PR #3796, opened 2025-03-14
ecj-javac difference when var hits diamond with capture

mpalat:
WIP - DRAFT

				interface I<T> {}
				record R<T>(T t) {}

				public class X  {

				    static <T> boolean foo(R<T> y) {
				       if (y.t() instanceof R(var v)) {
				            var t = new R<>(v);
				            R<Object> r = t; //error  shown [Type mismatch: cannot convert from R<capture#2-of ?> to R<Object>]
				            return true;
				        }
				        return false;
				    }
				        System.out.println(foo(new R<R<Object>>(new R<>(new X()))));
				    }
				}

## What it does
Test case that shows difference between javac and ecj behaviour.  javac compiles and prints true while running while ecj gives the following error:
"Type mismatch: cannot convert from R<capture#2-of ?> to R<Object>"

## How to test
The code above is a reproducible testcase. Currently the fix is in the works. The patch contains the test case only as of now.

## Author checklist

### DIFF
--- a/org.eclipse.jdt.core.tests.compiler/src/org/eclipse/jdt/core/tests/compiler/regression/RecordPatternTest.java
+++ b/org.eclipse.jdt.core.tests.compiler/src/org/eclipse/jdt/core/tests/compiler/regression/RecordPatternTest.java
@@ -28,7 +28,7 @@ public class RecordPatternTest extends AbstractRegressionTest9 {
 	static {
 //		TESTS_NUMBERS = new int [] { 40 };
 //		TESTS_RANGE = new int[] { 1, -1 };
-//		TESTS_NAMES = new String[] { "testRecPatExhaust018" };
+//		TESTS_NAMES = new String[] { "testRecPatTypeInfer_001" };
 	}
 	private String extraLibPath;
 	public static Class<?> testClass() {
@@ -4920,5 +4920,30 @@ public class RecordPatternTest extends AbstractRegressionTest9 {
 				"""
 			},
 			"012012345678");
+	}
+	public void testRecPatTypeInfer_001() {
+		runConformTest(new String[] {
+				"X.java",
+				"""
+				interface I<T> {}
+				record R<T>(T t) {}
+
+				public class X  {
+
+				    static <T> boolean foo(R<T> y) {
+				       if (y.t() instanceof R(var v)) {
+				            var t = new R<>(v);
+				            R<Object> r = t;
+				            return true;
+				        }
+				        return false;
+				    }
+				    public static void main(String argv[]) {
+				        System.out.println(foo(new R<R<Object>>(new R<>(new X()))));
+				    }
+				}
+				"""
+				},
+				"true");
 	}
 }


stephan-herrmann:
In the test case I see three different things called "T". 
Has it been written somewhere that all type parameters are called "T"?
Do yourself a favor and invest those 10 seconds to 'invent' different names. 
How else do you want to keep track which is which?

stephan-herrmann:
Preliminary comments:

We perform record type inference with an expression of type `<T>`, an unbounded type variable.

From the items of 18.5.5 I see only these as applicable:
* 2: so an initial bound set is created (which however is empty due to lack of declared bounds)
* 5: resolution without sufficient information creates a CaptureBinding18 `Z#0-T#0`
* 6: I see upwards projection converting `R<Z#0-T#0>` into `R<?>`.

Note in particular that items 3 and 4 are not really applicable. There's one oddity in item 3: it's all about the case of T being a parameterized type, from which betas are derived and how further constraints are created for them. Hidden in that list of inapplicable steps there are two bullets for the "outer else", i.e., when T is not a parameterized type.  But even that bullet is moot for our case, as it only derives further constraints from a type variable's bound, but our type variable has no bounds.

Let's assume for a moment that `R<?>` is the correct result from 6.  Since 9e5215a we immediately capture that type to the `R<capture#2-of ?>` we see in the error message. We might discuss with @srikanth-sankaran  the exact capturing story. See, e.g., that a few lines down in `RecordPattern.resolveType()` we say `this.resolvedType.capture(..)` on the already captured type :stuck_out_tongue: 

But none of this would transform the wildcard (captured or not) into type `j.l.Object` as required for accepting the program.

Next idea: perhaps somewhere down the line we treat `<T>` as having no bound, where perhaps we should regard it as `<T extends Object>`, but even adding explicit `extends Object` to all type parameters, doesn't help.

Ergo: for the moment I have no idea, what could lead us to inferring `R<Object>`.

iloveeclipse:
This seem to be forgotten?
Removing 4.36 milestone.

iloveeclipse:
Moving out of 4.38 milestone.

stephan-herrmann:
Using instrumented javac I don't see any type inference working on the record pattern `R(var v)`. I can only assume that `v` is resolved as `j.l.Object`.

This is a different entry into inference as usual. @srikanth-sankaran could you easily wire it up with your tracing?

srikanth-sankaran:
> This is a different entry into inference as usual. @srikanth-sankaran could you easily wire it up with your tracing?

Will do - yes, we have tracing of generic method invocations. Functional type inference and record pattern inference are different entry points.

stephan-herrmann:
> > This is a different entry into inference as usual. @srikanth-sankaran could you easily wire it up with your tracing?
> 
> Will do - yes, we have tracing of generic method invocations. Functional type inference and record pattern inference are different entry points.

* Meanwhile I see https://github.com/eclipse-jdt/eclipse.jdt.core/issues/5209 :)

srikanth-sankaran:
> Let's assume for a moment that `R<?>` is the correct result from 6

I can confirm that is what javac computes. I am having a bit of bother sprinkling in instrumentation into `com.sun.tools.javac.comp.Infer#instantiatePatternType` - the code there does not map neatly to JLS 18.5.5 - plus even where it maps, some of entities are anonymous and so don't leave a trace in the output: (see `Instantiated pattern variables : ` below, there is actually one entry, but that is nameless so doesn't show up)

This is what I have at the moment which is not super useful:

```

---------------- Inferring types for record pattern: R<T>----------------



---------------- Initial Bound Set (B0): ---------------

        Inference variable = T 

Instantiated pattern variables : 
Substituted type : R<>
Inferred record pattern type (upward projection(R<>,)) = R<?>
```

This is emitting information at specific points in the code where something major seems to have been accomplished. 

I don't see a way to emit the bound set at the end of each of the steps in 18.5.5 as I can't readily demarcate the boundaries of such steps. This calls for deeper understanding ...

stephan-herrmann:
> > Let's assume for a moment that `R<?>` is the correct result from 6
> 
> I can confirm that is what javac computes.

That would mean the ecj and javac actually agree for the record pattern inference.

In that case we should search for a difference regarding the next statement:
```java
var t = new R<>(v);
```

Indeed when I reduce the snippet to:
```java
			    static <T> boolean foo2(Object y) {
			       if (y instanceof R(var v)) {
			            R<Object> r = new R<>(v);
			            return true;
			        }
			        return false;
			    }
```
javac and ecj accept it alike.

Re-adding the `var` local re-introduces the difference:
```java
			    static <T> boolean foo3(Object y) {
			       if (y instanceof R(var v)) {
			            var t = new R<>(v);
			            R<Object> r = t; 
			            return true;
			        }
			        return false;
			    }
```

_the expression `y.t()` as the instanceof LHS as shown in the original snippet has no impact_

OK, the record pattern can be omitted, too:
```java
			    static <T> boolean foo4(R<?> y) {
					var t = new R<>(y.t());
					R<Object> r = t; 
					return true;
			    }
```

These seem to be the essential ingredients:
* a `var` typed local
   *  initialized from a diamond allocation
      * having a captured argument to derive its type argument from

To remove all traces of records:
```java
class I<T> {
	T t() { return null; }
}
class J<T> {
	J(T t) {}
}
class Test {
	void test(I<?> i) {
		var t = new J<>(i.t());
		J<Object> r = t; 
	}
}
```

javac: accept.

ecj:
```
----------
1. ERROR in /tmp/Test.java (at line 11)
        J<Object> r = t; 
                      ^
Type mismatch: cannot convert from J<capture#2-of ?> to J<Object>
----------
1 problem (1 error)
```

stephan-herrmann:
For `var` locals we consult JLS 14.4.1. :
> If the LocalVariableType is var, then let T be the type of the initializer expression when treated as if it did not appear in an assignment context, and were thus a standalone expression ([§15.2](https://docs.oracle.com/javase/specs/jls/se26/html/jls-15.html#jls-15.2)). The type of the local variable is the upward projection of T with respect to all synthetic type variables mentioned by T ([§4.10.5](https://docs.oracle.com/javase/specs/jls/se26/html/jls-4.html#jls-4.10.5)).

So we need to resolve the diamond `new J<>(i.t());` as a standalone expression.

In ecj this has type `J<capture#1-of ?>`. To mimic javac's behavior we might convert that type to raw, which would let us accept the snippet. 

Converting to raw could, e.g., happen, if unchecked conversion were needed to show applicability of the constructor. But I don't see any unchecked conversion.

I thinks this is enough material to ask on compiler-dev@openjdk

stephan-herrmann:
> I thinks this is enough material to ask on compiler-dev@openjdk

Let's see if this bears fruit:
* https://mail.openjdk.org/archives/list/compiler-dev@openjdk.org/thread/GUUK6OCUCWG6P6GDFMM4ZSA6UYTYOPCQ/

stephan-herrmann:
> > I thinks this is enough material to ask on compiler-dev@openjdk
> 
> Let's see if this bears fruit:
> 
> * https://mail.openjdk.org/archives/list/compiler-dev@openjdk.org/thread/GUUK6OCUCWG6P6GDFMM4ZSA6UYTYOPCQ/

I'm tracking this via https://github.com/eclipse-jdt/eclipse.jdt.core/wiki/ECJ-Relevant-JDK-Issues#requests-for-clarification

### HOW TO COMPLETE THIS TASK
Please give, as a bare number, how many lines in the listing above include the word "bounds".

### EXERCISE SOLUTION
2